This was the condition of affairs in the spring of 1860, a year which was to see a new president elected. Everybody felt that a severe political storm was ahead, though comparatively few, either at the North or the South, knew what its character would be. The South blindly followed its leaders, without perfectly knowing whither it was to be led. The North had become accustomed to threats of dissolution of the Union, and did not believe that those then rife would be better fulfilled than those which had preceded them. No one at the North, unless it may have been a few sympathetic politicians, had any faith in the earnestness of the pro-slavery schemers. The disruption of the government was regarded as an impossibility; and the Union-loving Yankee would not believe that there were any who would push their professed enmity to any practical exhibition.

Mr. Lincoln had scarcely returned to his home before the Democratic National Convention assembled at Charleston. This convention occurred on the twenty-third of April, and collected to itself all the plotters against the Union. That they met the northern members of the democratic party with any expectation to unite with them in a platform and the selection of a candidate, is not probable. Mr. Douglas, with his popular sovereignty, and Dred Scott decision, and "don't care" policy, offered them the only ground of Union. All saw this, and all were for or against Douglas. Douglas was the pivot of the convention. Everything turned on him. The northern men felt that nothing less than Douglas, who had fought the Lecompton fraud and the administration, and had been compelled to some concessions to freedom in order to win his seat in the senate, would do for them, while the South was determined to take no man who was not fairly and squarely a pro-slavery man, with a clean record, and to subscribe to no platform that did not accord to them fully the rights they claimed. The South would have only a "sound man," and would fight this time only "on principle." If it could not have honest victory, it wanted defeat. No "unfriendly legislation" should exclude slavery from the territories. They must have their property protected. Mr. Yancey was present as the leader of the "fire-eaters," and could probably have foretold the explosion of the convention. There is no doubt that he intended nothing else than this, and the convention did explode, and the old democratic party that had proved invincible on so many battle-fields was rent in twain. The southern members, by a large majority, withdrew and formed a "Constitutional Convention." The regular convention remained in session, and after fifty-seven unsuccessful ballotings, in which Mr. Douglas came near a nomination, they gave it up, and adjourned to meet in Baltimore on the eighteenth day of June, or two days after the appointed date of the Republican Convention at Chicago. The Constitutional Convention transacted no important business, and made no nomination, but adjourned to meet in Richmond on the second Monday in June.

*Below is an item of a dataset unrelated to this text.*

PR #329, opened 2021-01-27
avoid passing null to strtolower

cdaguerre:
Calling `$element->attribute('type')` on an `<option>` element returns `null`, passing `null` to `strtolower` triggers a PHP error.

The Charleston people were delighted with the results of the quarrel. The ladies, only a dozen of whom had been in attendance upon the regular convention, turned out and filled the hall of the seceders. All the smiles of all the beauty of Charleston were bestowed upon Mr. Yancey and his followers. They undoubtedly regarded this disruption of the party as insuring the pretext for disunion for which they so ardently wished.

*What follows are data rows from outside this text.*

Issue #87, opened 2016-10-06
multiselect: put back custom-label & fix


icebob:
I [removed](https://github.com/icebob/vue-form-generator/commit/5dfc5bb866e8c713ab89be92c62a4645f7c765b4) `custom-label` property from multiselect because give errors.
If it props doesn't exist in schema, multiselect try to call and gives error.

lionel-bijaoui:
I had the same problem while working the v2, and found a solution. It need to at least (even when empty) return a function. I was returning `null` and it was not happy.
I will update my master and do a PR with the fix.

icebob:
Merged. Thanks!

PR #89, opened 2016-10-07
Toward vuejs v2.0

lionel-bijaoui:
🚧 This is WIP 🚧 
current problem by order of importance:
- Tests need to be rewritten in some way to fit vuejs 2.0 😅 
- selectEx: weird warning, problem is not yet identified.
- dev app: is not working well and can be simplified with ES6.
- validator: weird warning seem to indicate lack of information on initialisation. May be related to dev app or internal problem with vuejs v2.0. Some behavior have changed and things update faster which may or may not be the cause.
- noUiSlider: I'm updating it to v9.0 and there is breaking changes and cool new functionality (very useful for my work).
- vue multiselect should work now that #87 is implemented, but I need to make sure.
- updating plugins

Project board : https://github.com/icebob/vue-form-generator/projects/2


.babelrc
```diff
@@ -1,5 +1,5 @@
 {
-  "presets": ["es2015", "stage-0"],
+  "presets": ["es2015", "stage-2"],
   "plugins": ["transform-runtime"],
```
icebob: Why changed to stage-2 from 0?

src/fields/abstractField.js
```diff
@@ -1,93 +1,100 @@
...
+            },
+
+            set(newValue) {
+
+                if (isFunction(this.formatValueToModel))
+                    newValue = this.formatValueToModel(newValue);
+
+                if (isFunction(this.schema.set)) {
+                    this.schema.set(this.model, newValue);
+                    console.log("model-updated via schema", this.model[this.schema.model]);
```
icebob: Not guaranteed, that this.schema.model is defined. Need to check

webpack.dev.config.js
```diff
@@ -1,27 +1,21 @@
...
 	},
 	{
-		"test": /\.scss?$/,
-		"loader": "style!css!sass"
-	},
-	{
-		"test": /\.jade?$/,
-		"loader": "jade"
-	},
-	{
```
icebob: In Vue2 these loaders not neccessary?

test/unit/specs/VueFormGenerator.spec.js
```diff
@@ -10,24 +10,27 @@ let el, vm;
...
+	}).$mount(el);
 
 	// console.log(el);
 
 	return [el, vm];
 }
 
 describe("VueFormGenerator.vue", () => {
-
+	describe.only("nothing", () => {
```
icebob: It's misleading, because Travis will be green, but no correct testing. In development state there is no problem if Travis red, but show the real results and we know we need to fix it too. :wink:

.babelrc
lionel-bijaoui: stage-2 is the default in the vue-cli webpack preset. It is less bleeding edge, I guess ? I don't mind putting it back to were it was, I just did that when I was debugging to exclude differences between your config and the proposed webpack config.
You use ES7 features ?

src/fields/abstractField.js
lionel-bijaoui: BTW, what is this `schema.set` ? I might have missed it, but I don't recall any explanation about it in the doc.

test/unit/specs/VueFormGenerator.spec.js
lionel-bijaoui: Sorry about that, it was to test the build locally without changing too much. Normally, it is forbidden to push `.only()`. This will go away when I fix the test. I forget to put it back how it was.

webpack.dev.config.js
lionel-bijaoui: Well, we don't require any `.jade`, `.scss` or `.css` files. They were never necessary (vue-loader take care of this).
It is also part of my temporary debug changes.
It can came back we everything is working again.

.babelrc
icebob: Currently not, just I'm using stage-0 in my other projects too.

webpack.dev.config.js
icebob: Hmm, you are right. It's a habit :)

test/unit/specs/VueFormGenerator.spec.js
icebob: OK

icebob:
Hi, are you working on this upgrade yet?

lionel-bijaoui:
@icebob Sorry I was very busy at work. I will work on it soon.

icebob:
@lionel-bijaoui Do you have any new commit to this PR?
Because maybe next week I'll able to work on vue2 migration. And I want to merge this PR to the `next` branch.

lionel-bijaoui:
I'm sorry, I'm really squeezed tight at work. I'm not in my normal office and I'm not doing any dev work. It's kinda special for me for the next 2 months.
I'm going to take a look at my PR tomorrow. Worse case scenario, you can use my work as a base. Most of it work well. The unit tests are the biggest job along the validator system.
Sorry I can't be more helpful, I feel really bad about that 😞

icebob:
Thanks, no problem! Just upload your last state and I continue to migration. :wink:

lionel-bijaoui:
I updated vue and integrated all the new changes since the last push. The main problem is the validator that is validating too early. I don't know if it has access to the values or not.
With that, the test need to be fixed and updated.
Lastly, some libs were updated and need to be checked for changes (NoUiSlider for example can now accept an arbitrary number of handle + syntax changes)

icebob:
Thank you!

The democratic host, as they retired in broken columns from Charleston, were jostled on the road by the members of another convention, on their way to Baltimore--the "National Constitutional Union Convention"--made up largely of old whigs who still dreamed that the party of their early love was in existence--that it was not dead, but sleeping. They met on the ninth of May--delegates from ten free states and eleven slave states. There is this to be said of this body of men--that they were in the main really anxious to save the Union, and that they had a juster appreciation of the dangers of the Union than the republicans, who were fond of ridiculing their fears. They passed a "conservative" resolution, declaring that they had no principles except "The Constitution of the country, the Union of the states, and the enforcement of the laws." The convention nominated John Bell of Tennessee for president, and Edward Everett of Massachusetts for vice-president, the former of whom, when secession came, went over to the disunionists, and the latter or whom devoted all his great influence and powers to the maintenance of the government, becoming at last a member of the republican party and the recipient of its honors.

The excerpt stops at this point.